*** Opening of Material shown ***

PR #827, opened 2022-11-28
Cyclic recursion tweaks

dlubarov:
- Have the caller to `cyclic_recursion` create and pass in the virtual proof
- Split `dummy_proof` into preprocessing and proving, so that we don't need to redo the preprocessing work in each `set_cyclic_recursion_data_target` call
- Have the caller update `num_public_inputs` instead of doing it in `cyclic_recursion`. This is a little less convenient but I think it's probably best to leave the caller's config untouched, following the principle of least surprise
- Have `set_cyclic_recursion_data_target` take a sparse set of public inputs. Taking some PIs with the lowest indices didn't seem very general. I still have some reservations about this part of the API - I think it would seem cleaner if PIs of a proof which wasn't selected for verification were simply ignored - but perhaps there are some optimization reasons to keep using them.

### DIFF
--- a/plonky2/src/recursion/cyclic_recursion.rs
+++ b/plonky2/src/recursion/cyclic_recursion.rs
@@ -177,6 +177,8 @@ impl<F: RichField + Extendable<D>, const D: usize> CircuitBuilder<F, D> {
 }
 
 /// Set the targets in a `CyclicRecursionTarget` to their corresponding values in a `CyclicRecursionData`.
+/// The `public_inputs` parameter let the caller specify certain public inputs (identified by their
+/// indices) which should be given specific values. The rest will default to zero.
 pub fn set_cyclic_recursion_data_target<
     F: RichField + Extendable<D>,
     C: GenericConfig<D, F = F>,
--- a/plonky2/src/recursion/cyclic_recursion.rs
+++ b/plonky2/src/recursion/cyclic_recursion.rs
@@ -3,6 +3,7 @@
 use alloc::vec;
 
 use anyhow::{ensure, Result};
+use hashbrown::HashMap;
 use itertools::Itertools;
 
 use crate::field::extension::Extendable;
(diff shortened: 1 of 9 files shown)


plonky2/src/recursion/cyclic_recursion.rs
```diff
@@ -183,10 +183,10 @@ pub fn set_cyclic_recursion_data_target<
     const D: usize,
 >(
     pw: &mut PartialWitness<F>,
-    cyclic_recursion_data_target: &CyclicRecursionTarget<D>,
+    cyclic_recursion_data_target: &CyclicRecursionTarget<F, C, D>,
     cyclic_recursion_data: &CyclicRecursionData<F, C, D>,
     // Public inputs to set in the base case to seed some initial data.
-    public_inputs: &[F],
+    public_inputs: &[(usize, F)],
```
wborgeaud, line 189: nit: Maybe comment on the format of `public_inputs` here (e.g like the comment for `dummy_proof()`) since this is a public function.

plonky2/src/recursion/dummy_circuit.rs
```diff
@@ -0,0 +1,69 @@
...
+use crate::plonk::circuit_data::{CircuitData, CommonCircuitData};
+use crate::plonk::config::GenericConfig;
+use crate::plonk::proof::ProofWithPublicInputs;
+
+/// Generate a proof for a dummy circuit. The `public_inputs` parameter let the caller specify
+/// certain public inputs (identified by their indices) which should be given specific values.
+/// The rest will default to zero.
+pub(crate) fn dummy_proof<F, C, const D: usize>(
+    circuit: &CircuitData<F, C, D>,
+    nonzero_public_inputs: &[(usize, F)],
```
wborgeaud, line 19: Is there a reason to not use a HashMap here? To avoid the quadratic search below.

wborgeaud (approved):
Looks good to me, nice cleanup!

plonky2/src/recursion/dummy_circuit.rs
dlubarov: I was thinking these should be pretty small, but yeah maybe best to use `HashMap` just in case

PR #832, opened 2022-12-02
Push constraints

nbgl:


nbgl:
We've decided to do PUSH in a separate table.

PR #839, opened 2022-12-08
Memory load/store constraints

nbgl:
Constraints for `mload_general` and `mstore_general`, as well as corresponding witness generation.

### DIFF
--- a/evm/src/generation/mod.rs
+++ b/evm/src/generation/mod.rs
@@ -125,11 +125,12 @@ fn simulate_cpu<F: RichField + Extendable<D>, const D: usize>(state: &mut Genera
             log::info!("CPU halted after {} cycles", state.traces.clock());
         }
         already_in_halt_loop |= in_halt_loop;
+
+        transition(state);
+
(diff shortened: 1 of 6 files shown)


evm/src/generation/mod.rs
```diff
@@ -125,11 +125,12 @@ fn simulate_cpu<F: RichField + Extendable<D>, const D: usize>(state: &mut Genera
...
         already_in_halt_loop |= in_halt_loop;
+
+        transition(state);
+
         if already_in_halt_loop && state.traces.clock().is_power_of_two() {
             log::info!("CPU trace padded to {} cycles", state.traces.clock());
             break;
         }
-
-        transition(state);
```
nbgl, line 133: This is a minor bugfix. At the start of the loop, `state.registers.program_counter` is the address of the instruction we are about to execute. It's possible for that address to be in the halt loop, even if we haven't executed any instructions in the halt loop yet. We must make sure that we have at least one row corresponding to the halt loop before we can halt.

dlubarov (approved):
LGTM!

PR #843, opened 2022-12-10
Get/set context

nbgl:


evm/src/cpu/contextops.rs
```diff
@@ -0,0 +1,82 @@
...
+fn eval_packed_get<P: PackedField>(
+    lv: &CpuColumnsView<P>,
+    yield_constr: &mut ConstraintConsumer<P>,
+) {
+    let filter = lv.op.get_context;
+    let push_channel = lv.mem_channels[NUM_GP_CHANNELS - 1];
+    yield_constr.constraint(filter * (push_channel.value[0] - lv.context));
+    for &limb in &push_channel.value[1..] {
+        yield_constr.constraint(filter * limb);
+    }
```
dlubarov, line 20: Is this meant as an extra security layer, so that something like a context underflow bug in the kernel wouldn't be exploitable? If the kernel is bug-free it seems like this isn't needed.

dlubarov: Er I was thinking of set. Makes sense for get, ignore my comment :)

PR #1020, opened 2023-05-03
Remove `generic_const_exprs` dependency from field crate

unzvfu:
Like it says on the tin. Turns out the only functions using `generic_const_exprs` were `PackedField::as/from_arr()`, which were only called in the test suite. Removed those functions and replaced with the slice equivalents.


nbgl (approved):
Looks good!!

PR #1023, opened 2023-05-08
Fix clippy

Nashtare:
It seems latest nightly is triggering a new error with clippy.


dlubarov (approved):

unzvfu:
Nit: A slightly more elegant fix is
```rust
    let rng_seed = options.seed.unwrap_or_else(|| OsRng.next_u64());
```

*** Close of Material shown ***

Work task
Nothing in the records may be left out; copy them all exactly.

Response to this task
PR #827, opened 2022-11-28
Cyclic recursion tweaks

dlubarov:
- Have the caller to `cyclic_recursion` create and pass in the virtual proof
- Split `dummy_proof` into preprocessing and proving, so that we don't need to redo the preprocessing work in each `set_cyclic_recursion_data_target` call
- Have the caller update `num_public_inputs` instead of doing it in `cyclic_recursion`. This is a little less convenient but I think it's probably best to leave the caller's config untouched, following the principle of least surprise
- Have `set_cyclic_recursion_data_target` take a sparse set of public inputs. Taking some PIs with the lowest indices didn't seem very general. I still have some reservations about this part of the API - I think it would seem cleaner if PIs of a proof which wasn't selected for verification were simply ignored - but perhaps there are some optimization reasons to keep using them.

### DIFF
--- a/plonky2/src/recursion/cyclic_recursion.rs
+++ b/plonky2/src/recursion/cyclic_recursion.rs
@@ -177,6 +177,8 @@ impl<F: RichField + Extendable<D>, const D: usize> CircuitBuilder<F, D> {
 }
 
 /// Set the targets in a `CyclicRecursionTarget` to their corresponding values in a `CyclicRecursionData`.
+/// The `public_inputs` parameter let the caller specify certain public inputs (identified by their
+/// indices) which should be given specific values. The rest will default to zero.
 pub fn set_cyclic_recursion_data_target<
     F: RichField + Extendable<D>,
     C: GenericConfig<D, F = F>,
--- a/plonky2/src/recursion/cyclic_recursion.rs
+++ b/plonky2/src/recursion/cyclic_recursion.rs
@@ -3,6 +3,7 @@
 use alloc::vec;
 
 use anyhow::{ensure, Result};
+use hashbrown::HashMap;
 use itertools::Itertools;
 
 use crate::field::extension::Extendable;
(diff shortened: 1 of 9 files shown)


plonky2/src/recursion/cyclic_recursion.rs
```diff
@@ -183,10 +183,10 @@ pub fn set_cyclic_recursion_data_target<
     const D: usize,
 >(
     pw: &mut PartialWitness<F>,
-    cyclic_recursion_data_target: &CyclicRecursionTarget<D>,
+    cyclic_recursion_data_target: &CyclicRecursionTarget<F, C, D>,
     cyclic_recursion_data: &CyclicRecursionData<F, C, D>,
     // Public inputs to set in the base case to seed some initial data.
-    public_inputs: &[F],
+    public_inputs: &[(usize, F)],
```
wborgeaud, line 189: nit: Maybe comment on the format of `public_inputs` here (e.g like the comment for `dummy_proof()`) since this is a public function.

plonky2/src/recursion/dummy_circuit.rs
```diff
@@ -0,0 +1,69 @@
...
+use crate::plonk::circuit_data::{CircuitData, CommonCircuitData};
+use crate::plonk::config::GenericConfig;
+use crate::plonk::proof::ProofWithPublicInputs;
+
+/// Generate a proof for a dummy circuit. The `public_inputs` parameter let the caller specify
+/// certain public inputs (identified by their indices) which should be given specific values.
+/// The rest will default to zero.
+pub(crate) fn dummy_proof<F, C, const D: usize>(
+    circuit: &CircuitData<F, C, D>,
+    nonzero_public_inputs: &[(usize, F)],
```
wborgeaud, line 19: Is there a reason to not use a HashMap here? To avoid the quadratic search below.

wborgeaud (approved):
Looks good to me, nice cleanup!

plonky2/src/recursion/dummy_circuit.rs
dlubarov: I was thinking these should be pretty small, but yeah maybe best to use `HashMap` just in case

PR #832, opened 2022-12-02
Push constraints

nbgl:


nbgl:
We've decided to do PUSH in a separate table.

PR #839, opened 2022-12-08
Memory load/store constraints

nbgl:
Constraints for `mload_general` and `mstore_general`, as well as corresponding witness generation.

### DIFF
--- a/evm/src/generation/mod.rs
+++ b/evm/src/generation/mod.rs
@@ -125,11 +125,12 @@ fn simulate_cpu<F: RichField + Extendable<D>, const D: usize>(state: &mut Genera
             log::info!("CPU halted after {} cycles", state.traces.clock());
         }
         already_in_halt_loop |= in_halt_loop;
+
+        transition(state);
+
(diff shortened: 1 of 6 files shown)


evm/src/generation/mod.rs
```diff
@@ -125,11 +125,12 @@ fn simulate_cpu<F: RichField + Extendable<D>, const D: usize>(state: &mut Genera
...
         already_in_halt_loop |= in_halt_loop;
+
+        transition(state);
+
         if already_in_halt_loop && state.traces.clock().is_power_of_two() {
             log::info!("CPU trace padded to {} cycles", state.traces.clock());
             break;
         }
-
-        transition(state);
```
nbgl, line 133: This is a minor bugfix. At the start of the loop, `state.registers.program_counter` is the address of the instruction we are about to execute. It's possible for that address to be in the halt loop, even if we haven't executed any instructions in the halt loop yet. We must make sure that we have at least one row corresponding to the halt loop before we can halt.

dlubarov (approved):
LGTM!

PR #843, opened 2022-12-10
Get/set context

nbgl:


evm/src/cpu/contextops.rs
```diff
@@ -0,0 +1,82 @@
...
+fn eval_packed_get<P: PackedField>(
+    lv: &CpuColumnsView<P>,
+    yield_constr: &mut ConstraintConsumer<P>,
+) {
+    let filter = lv.op.get_context;
+    let push_channel = lv.mem_channels[NUM_GP_CHANNELS - 1];
+    yield_constr.constraint(filter * (push_channel.value[0] - lv.context));
+    for &limb in &push_channel.value[1..] {
+        yield_constr.constraint(filter * limb);
+    }
```
dlubarov, line 20: Is this meant as an extra security layer, so that something like a context underflow bug in the kernel wouldn't be exploitable? If the kernel is bug-free it seems like this isn't needed.

dlubarov: Er I was thinking of set. Makes sense for get, ignore my comment :)

PR #1020, opened 2023-05-03
Remove `generic_const_exprs` dependency from field crate

unzvfu:
Like it says on the tin. Turns out the only functions using `generic_const_exprs` were `PackedField::as/from_arr()`, which were only called in the test suite. Removed those functions and replaced with the slice equivalents.


nbgl (approved):
Looks good!!

PR #1023, opened 2023-05-08
Fix clippy

Nashtare:
It seems latest nightly is triggering a new error with clippy.


dlubarov (approved):

unzvfu:
Nit: A slightly more elegant fix is
```rust
    let rng_seed = options.seed.unwrap_or_else(|| OsRng.next_u64());
```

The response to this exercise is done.